September 2010, Vol. 22, No. 9, Pages 2229-2284
(doi: 10.1162/NECO_a_00012)
© 2010 Massachusetts Institute of Technology
Topographic Mapping of Large Dissimilarity Data Sets
Article PDF (572.72 KB)
Abstract

Topographic maps such as the self-organizing map (SOM) or neural gas (NG) constitute powerful data mining techniques that allow simultaneously clustering data and inferring their topological structure, such that additional features, for example, browsing, become available. Both methods have been introduced for vectorial data sets; they require a classical feature encoding of information. Often data are available in the form of pairwise distances only, such as arise from a kernel matrix, a graph, or some general dissimilarity measure. In such cases, NG and SOM cannot be applied directly.
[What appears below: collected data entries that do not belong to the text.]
PR #599, opened 2022-10-25
[WIP] feat: Flexible worker group definition

devoncrouse:
This change adds a new Terraform sub-module (`workergroup`) to organize configuration for OKE worker node provisioning and management.


Djelibeybi (changes requested):
It's also worth using [Markdownlint](https://github.com/markdownlint/markdownlint), [shellcheck](https://www.shellcheck.net/) and [shfmt](https://github.com/mvdan/sh) to check the syntax and structure of your Markdown and shell scripts.

modules/network/outputs.tf
```diff
@@ -38,8 +38,10 @@ output "pod_nsg_id" {
   value = tolist([oci_core_network_security_group.pods[*].id])
 }
 
-output "worker_nsg_id" {
-  value = oci_core_network_security_group.workers.id
+output "pod_nsg_ids" {
```
hyder, line 41: Please add it to the `nsg_ids` instead of a separate output. All the other individual nsg ids should be marked (via comment) as deprecated.

modules/workergroup/README.md
```diff
@@ -0,0 +1,141 @@
...
+worker_group_image_id          = "ocid1.image..." # Required here and/or on group
+worker_group_mode              = "node-pool"
+worker_group_shape             = "VM.Standard.E4.Flex"
+worker_group_ocpus             = 2
+worker_group_memory            = 16
+worker_group_boot_volume_size  = 100
+worker_nsg_ids                 = []
+worker_compartment_id          = "" # Defaults to compartment_id when empty
+worker_group_primary_subnet_id = "" # Defaults to Terraform-managed when empty
+worker_groups                  = [
```
hyder, line 54: It looks like the worker groups are defined in a list. This is different from node pools which is a map. 

Questions:
1. Is there any reason why you selected this?
2. Is it possible to keep map as the same data structure?

The reason we used map for node pools is to facilitate with upgrade of node pools. Although the worker nodes don't have identity, a node pool does have identity. This way, during an upgrade, a user can select exactly which pool to upgrade. With a list, this is not possible.

modules/workergroup/locals.tf
```diff
@@ -0,0 +1,95 @@
+# Copyright 2022, Oracle Corporation and/or affiliates.
+# Licensed under the Universal Permissive License v 1.0 as shown at https://oss.oracle.com/licenses/upl
+
+locals {
+  tenancy_id = coalesce(var.tenancy_id, var.tenancy_ocid)
+}
+
+locals {
```
hyder, line 8: Please make a single locals block. If there's a reason they should be in different locals block, then use a different file like we are doing in extensions:

- locals.tf
- templates.tf

modules/workergroup/locals.tf
```diff
@@ -0,0 +1,95 @@
...
+  cluster = lookup({ # Look for existing cluster by OCID, used in subsequent locals blocks
+    for c in lookup(data.oci_containerengine_clusters.wg_clusters, "clusters", []) : c.id => c if c.id == var.cluster_id
+  }, var.cluster_id, {})
+  compartment_id   = coalesce(var.worker_compartment_id, var.compartment_id, var.compartment_ocid, local.tenancy_id)
```
hyder, line 12: What's the difference between `compartment_id` and `compartment_ocid`?

modules/workergroup/locals.tf
```diff
@@ -0,0 +1,95 @@
...
+  region           = coalesce(var.region, "us-ashburn-1")
```
hyder, line 13: The default should be the home_region. Some users may choose not to subscribe to any other regions other than their tenancy's home region.

modules/workergroup/locals.tf
```diff
@@ -0,0 +1,95 @@
...
+  mode             = coalesce(var.mode, "node-pool")
+  size             = max(var.size, 0)
+  shape            = coalesce(var.shape, "VM.Standard.E4.Flex")
+  boot_volume_size = coalesce(var.boot_volume_size, 50)
+  memory           = coalesce(var.memory, 8)
```
hyder, line 18: The default is 16 I think

modules/workergroup/locals.tf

In this article, we introduce relational topographic maps as an extension of relational clustering algorithms, which offer prototype-based representations of dissimilarity data, to incorporate neighborhood structure. These methods are equivalent to the standard (vectorial) techniques if a Euclidean embedding exists, while preventing the need to explicitly compute such an embedding. Extending these techniques for the general case of non-Euclidean dissimilarities makes possible an interpretation of relational clustering as clustering in pseudo-Euclidean space. We compare the methods to well-known clustering methods for proximity data based on deterministic annealing and discuss how far convergence can be guaranteed in the general case. Relational clustering is quadratic in the number of data points, which makes the algorithms infeasible for huge data sets. We propose an approximate patch version of relational clustering that runs in linear time. The effectiveness of the methods is demonstrated in a number of examples.